Record set —
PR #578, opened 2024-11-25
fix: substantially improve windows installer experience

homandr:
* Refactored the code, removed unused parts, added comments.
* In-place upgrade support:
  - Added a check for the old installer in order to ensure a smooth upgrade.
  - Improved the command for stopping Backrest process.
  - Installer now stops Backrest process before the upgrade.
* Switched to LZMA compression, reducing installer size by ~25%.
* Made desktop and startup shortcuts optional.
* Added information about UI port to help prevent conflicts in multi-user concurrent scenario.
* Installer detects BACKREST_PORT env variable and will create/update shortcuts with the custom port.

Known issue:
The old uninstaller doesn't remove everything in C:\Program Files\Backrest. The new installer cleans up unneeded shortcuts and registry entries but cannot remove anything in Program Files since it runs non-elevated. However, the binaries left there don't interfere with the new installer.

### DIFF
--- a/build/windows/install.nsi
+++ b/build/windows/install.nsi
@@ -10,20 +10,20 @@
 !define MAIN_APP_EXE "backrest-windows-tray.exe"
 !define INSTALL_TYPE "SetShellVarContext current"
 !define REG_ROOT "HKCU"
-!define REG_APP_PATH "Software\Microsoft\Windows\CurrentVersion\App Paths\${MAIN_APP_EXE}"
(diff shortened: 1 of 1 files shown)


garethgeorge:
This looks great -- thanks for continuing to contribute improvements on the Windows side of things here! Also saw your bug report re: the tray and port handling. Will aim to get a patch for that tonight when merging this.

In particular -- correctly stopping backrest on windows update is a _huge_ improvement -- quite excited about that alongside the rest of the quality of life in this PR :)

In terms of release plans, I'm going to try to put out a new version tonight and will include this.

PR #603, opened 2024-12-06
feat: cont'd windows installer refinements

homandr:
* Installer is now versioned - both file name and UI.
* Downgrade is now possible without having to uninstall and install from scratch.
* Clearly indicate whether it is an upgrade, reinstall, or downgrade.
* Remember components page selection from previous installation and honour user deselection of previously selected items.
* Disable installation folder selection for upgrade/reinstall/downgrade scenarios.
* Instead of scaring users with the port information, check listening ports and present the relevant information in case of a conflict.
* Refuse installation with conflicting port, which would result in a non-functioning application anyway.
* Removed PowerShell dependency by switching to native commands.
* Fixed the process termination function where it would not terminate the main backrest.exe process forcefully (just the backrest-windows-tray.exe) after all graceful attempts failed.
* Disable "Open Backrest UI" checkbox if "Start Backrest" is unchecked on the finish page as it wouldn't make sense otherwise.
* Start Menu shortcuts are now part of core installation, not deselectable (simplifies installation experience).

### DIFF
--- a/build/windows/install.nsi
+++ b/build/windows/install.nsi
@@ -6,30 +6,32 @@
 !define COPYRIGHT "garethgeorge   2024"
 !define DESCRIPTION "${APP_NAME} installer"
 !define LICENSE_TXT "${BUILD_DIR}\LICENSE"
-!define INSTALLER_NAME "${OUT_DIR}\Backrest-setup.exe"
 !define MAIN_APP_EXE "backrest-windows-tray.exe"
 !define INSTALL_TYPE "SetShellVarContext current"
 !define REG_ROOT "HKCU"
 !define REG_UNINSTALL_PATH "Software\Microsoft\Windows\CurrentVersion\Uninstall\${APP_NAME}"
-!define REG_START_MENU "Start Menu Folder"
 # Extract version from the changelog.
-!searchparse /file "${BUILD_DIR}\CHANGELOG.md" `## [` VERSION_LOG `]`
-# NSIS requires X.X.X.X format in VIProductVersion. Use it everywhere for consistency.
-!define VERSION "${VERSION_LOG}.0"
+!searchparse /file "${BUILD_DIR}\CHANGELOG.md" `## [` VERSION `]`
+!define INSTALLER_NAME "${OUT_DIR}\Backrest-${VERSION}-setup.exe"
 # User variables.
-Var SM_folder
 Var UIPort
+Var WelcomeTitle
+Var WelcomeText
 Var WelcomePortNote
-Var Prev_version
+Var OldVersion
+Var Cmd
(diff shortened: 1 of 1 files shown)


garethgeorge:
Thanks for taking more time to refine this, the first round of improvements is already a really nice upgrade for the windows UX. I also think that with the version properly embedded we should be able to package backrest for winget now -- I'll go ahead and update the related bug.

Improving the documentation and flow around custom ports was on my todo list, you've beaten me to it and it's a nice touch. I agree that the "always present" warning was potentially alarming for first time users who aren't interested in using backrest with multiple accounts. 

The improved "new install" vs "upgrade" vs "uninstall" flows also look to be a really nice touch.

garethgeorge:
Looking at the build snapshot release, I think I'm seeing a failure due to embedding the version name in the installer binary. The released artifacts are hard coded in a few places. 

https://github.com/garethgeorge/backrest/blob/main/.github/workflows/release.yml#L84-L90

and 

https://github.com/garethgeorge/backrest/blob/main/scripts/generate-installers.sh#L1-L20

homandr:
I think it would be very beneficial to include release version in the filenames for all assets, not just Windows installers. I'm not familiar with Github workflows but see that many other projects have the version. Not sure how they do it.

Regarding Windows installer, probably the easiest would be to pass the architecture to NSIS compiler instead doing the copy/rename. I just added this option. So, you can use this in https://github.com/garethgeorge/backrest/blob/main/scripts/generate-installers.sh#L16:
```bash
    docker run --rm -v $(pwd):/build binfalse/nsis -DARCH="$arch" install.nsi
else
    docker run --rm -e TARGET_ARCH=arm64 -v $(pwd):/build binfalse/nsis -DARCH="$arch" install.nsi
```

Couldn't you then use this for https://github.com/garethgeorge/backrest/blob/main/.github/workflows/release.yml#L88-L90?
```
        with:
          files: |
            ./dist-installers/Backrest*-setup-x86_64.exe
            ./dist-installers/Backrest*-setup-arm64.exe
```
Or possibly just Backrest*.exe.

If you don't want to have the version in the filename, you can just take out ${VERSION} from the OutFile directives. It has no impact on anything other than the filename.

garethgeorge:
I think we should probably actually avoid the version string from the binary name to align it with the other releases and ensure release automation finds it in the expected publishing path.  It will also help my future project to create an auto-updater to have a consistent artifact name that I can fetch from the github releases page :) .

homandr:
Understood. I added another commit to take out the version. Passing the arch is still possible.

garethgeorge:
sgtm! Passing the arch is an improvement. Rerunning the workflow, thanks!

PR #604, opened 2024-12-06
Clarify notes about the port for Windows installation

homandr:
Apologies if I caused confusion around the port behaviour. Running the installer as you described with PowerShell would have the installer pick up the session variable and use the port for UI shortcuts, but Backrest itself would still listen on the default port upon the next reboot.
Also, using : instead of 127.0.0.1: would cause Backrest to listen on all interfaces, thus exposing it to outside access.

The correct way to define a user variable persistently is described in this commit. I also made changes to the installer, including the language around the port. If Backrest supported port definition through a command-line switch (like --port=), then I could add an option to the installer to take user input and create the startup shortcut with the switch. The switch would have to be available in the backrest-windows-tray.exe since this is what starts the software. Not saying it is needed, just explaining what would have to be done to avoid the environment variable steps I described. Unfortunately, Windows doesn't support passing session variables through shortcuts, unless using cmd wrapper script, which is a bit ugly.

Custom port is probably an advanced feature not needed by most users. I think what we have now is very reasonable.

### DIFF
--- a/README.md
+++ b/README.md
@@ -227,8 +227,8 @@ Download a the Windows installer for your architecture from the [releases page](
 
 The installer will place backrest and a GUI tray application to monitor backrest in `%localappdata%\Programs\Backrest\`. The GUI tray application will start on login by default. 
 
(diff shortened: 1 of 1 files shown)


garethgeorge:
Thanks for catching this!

What to produce —
Output all of the listing exactly as written.

Worked solution —
PR #578, opened 2024-11-25
fix: substantially improve windows installer experience

homandr:
* Refactored the code, removed unused parts, added comments.
* In-place upgrade support:
  - Added a check for the old installer in order to ensure a smooth upgrade.
  - Improved the command for stopping Backrest process.
  - Installer now stops Backrest process before the upgrade.
* Switched to LZMA compression, reducing installer size by ~25%.
* Made desktop and startup shortcuts optional.
* Added information about UI port to help prevent conflicts in multi-user concurrent scenario.
* Installer detects BACKREST_PORT env variable and will create/update shortcuts with the custom port.

Known issue:
The old uninstaller doesn't remove everything in C:\Program Files\Backrest. The new installer cleans up unneeded shortcuts and registry entries but cannot remove anything in Program Files since it runs non-elevated. However, the binaries left there don't interfere with the new installer.

### DIFF
--- a/build/windows/install.nsi
+++ b/build/windows/install.nsi
@@ -10,20 +10,20 @@
 !define MAIN_APP_EXE "backrest-windows-tray.exe"
 !define INSTALL_TYPE "SetShellVarContext current"
 !define REG_ROOT "HKCU"
-!define REG_APP_PATH "Software\Microsoft\Windows\CurrentVersion\App Paths\${MAIN_APP_EXE}"
(diff shortened: 1 of 1 files shown)


garethgeorge:
This looks great -- thanks for continuing to contribute improvements on the Windows side of things here! Also saw your bug report re: the tray and port handling. Will aim to get a patch for that tonight when merging this.

In particular -- correctly stopping backrest on windows update is a _huge_ improvement -- quite excited about that alongside the rest of the quality of life in this PR :)

In terms of release plans, I'm going to try to put out a new version tonight and will include this.

PR #603, opened 2024-12-06
feat: cont'd windows installer refinements

homandr:
* Installer is now versioned - both file name and UI.
* Downgrade is now possible without having to uninstall and install from scratch.
* Clearly indicate whether it is an upgrade, reinstall, or downgrade.
* Remember components page selection from previous installation and honour user deselection of previously selected items.
* Disable installation folder selection for upgrade/reinstall/downgrade scenarios.
* Instead of scaring users with the port information, check listening ports and present the relevant information in case of a conflict.
* Refuse installation with conflicting port, which would result in a non-functioning application anyway.
* Removed PowerShell dependency by switching to native commands.
* Fixed the process termination function where it would not terminate the main backrest.exe process forcefully (just the backrest-windows-tray.exe) after all graceful attempts failed.
* Disable "Open Backrest UI" checkbox if "Start Backrest" is unchecked on the finish page as it wouldn't make sense otherwise.
* Start Menu shortcuts are now part of core installation, not deselectable (simplifies installation experience).

### DIFF
--- a/build/windows/install.nsi
+++ b/build/windows/install.nsi
@@ -6,30 +6,32 @@
 !define COPYRIGHT "garethgeorge   2024"
 !define DESCRIPTION "${APP_NAME} installer"
 !define LICENSE_TXT "${BUILD_DIR}\LICENSE"
-!define INSTALLER_NAME "${OUT_DIR}\Backrest-setup.exe"
 !define MAIN_APP_EXE "backrest-windows-tray.exe"
 !define INSTALL_TYPE "SetShellVarContext current"
 !define REG_ROOT "HKCU"
 !define REG_UNINSTALL_PATH "Software\Microsoft\Windows\CurrentVersion\Uninstall\${APP_NAME}"
-!define REG_START_MENU "Start Menu Folder"
 # Extract version from the changelog.
-!searchparse /file "${BUILD_DIR}\CHANGELOG.md" `## [` VERSION_LOG `]`
-# NSIS requires X.X.X.X format in VIProductVersion. Use it everywhere for consistency.
-!define VERSION "${VERSION_LOG}.0"
+!searchparse /file "${BUILD_DIR}\CHANGELOG.md" `## [` VERSION `]`
+!define INSTALLER_NAME "${OUT_DIR}\Backrest-${VERSION}-setup.exe"
 # User variables.
-Var SM_folder
 Var UIPort
+Var WelcomeTitle
+Var WelcomeText
 Var WelcomePortNote
-Var Prev_version
+Var OldVersion
+Var Cmd
(diff shortened: 1 of 1 files shown)


garethgeorge:
Thanks for taking more time to refine this, the first round of improvements is already a really nice upgrade for the windows UX. I also think that with the version properly embedded we should be able to package backrest for winget now -- I'll go ahead and update the related bug.

Improving the documentation and flow around custom ports was on my todo list, you've beaten me to it and it's a nice touch. I agree that the "always present" warning was potentially alarming for first time users who aren't interested in using backrest with multiple accounts. 

The improved "new install" vs "upgrade" vs "uninstall" flows also look to be a really nice touch.

garethgeorge:
Looking at the build snapshot release, I think I'm seeing a failure due to embedding the version name in the installer binary. The released artifacts are hard coded in a few places. 

https://github.com/garethgeorge/backrest/blob/main/.github/workflows/release.yml#L84-L90

and 

https://github.com/garethgeorge/backrest/blob/main/scripts/generate-installers.sh#L1-L20

homandr:
I think it would be very beneficial to include release version in the filenames for all assets, not just Windows installers. I'm not familiar with Github workflows but see that many other projects have the version. Not sure how they do it.

Regarding Windows installer, probably the easiest would be to pass the architecture to NSIS compiler instead doing the copy/rename. I just added this option. So, you can use this in https://github.com/garethgeorge/backrest/blob/main/scripts/generate-installers.sh#L16:
```bash
    docker run --rm -v $(pwd):/build binfalse/nsis -DARCH="$arch" install.nsi
else
    docker run --rm -e TARGET_ARCH=arm64 -v $(pwd):/build binfalse/nsis -DARCH="$arch" install.nsi
```

Couldn't you then use this for https://github.com/garethgeorge/backrest/blob/main/.github/workflows/release.yml#L88-L90?
```
        with:
          files: |
            ./dist-installers/Backrest*-setup-x86_64.exe
            ./dist-installers/Backrest*-setup-arm64.exe
```
Or possibly just Backrest*.exe.

If you don't want to have the version in the filename, you can just take out ${VERSION} from the OutFile directives. It has no impact on anything other than the filename.

garethgeorge:
I think we should probably actually avoid the version string from the binary name to align it with the other releases and ensure release automation finds it in the expected publishing path.  It will also help my future project to create an auto-updater to have a consistent artifact name that I can fetch from the github releases page :) .

homandr:
Understood. I added another commit to take out the version. Passing the arch is still possible.

garethgeorge:
sgtm! Passing the arch is an improvement. Rerunning the workflow, thanks!

PR #604, opened 2024-12-06
Clarify notes about the port for Windows installation

homandr:
Apologies if I caused confusion around the port behaviour. Running the installer as you described with PowerShell would have the installer pick up the session variable and use the port for UI shortcuts, but Backrest itself would still listen on the default port upon the next reboot.
Also, using : instead of 127.0.0.1: would cause Backrest to listen on all interfaces, thus exposing it to outside access.

The correct way to define a user variable persistently is described in this commit. I also made changes to the installer, including the language around the port. If Backrest supported port definition through a command-line switch (like --port=), then I could add an option to the installer to take user input and create the startup shortcut with the switch. The switch would have to be available in the backrest-windows-tray.exe since this is what starts the software. Not saying it is needed, just explaining what would have to be done to avoid the environment variable steps I described. Unfortunately, Windows doesn't support passing session variables through shortcuts, unless using cmd wrapper script, which is a bit ugly.

Custom port is probably an advanced feature not needed by most users. I think what we have now is very reasonable.

### DIFF
--- a/README.md
+++ b/README.md
@@ -227,8 +227,8 @@ Download a the Windows installer for your architecture from the [releases page](
 
 The installer will place backrest and a GUI tray application to monitor backrest in `%localappdata%\Programs\Backrest\`. The GUI tray application will start on login by default. 
 
(diff shortened: 1 of 1 files shown)


garethgeorge:
Thanks for catching this!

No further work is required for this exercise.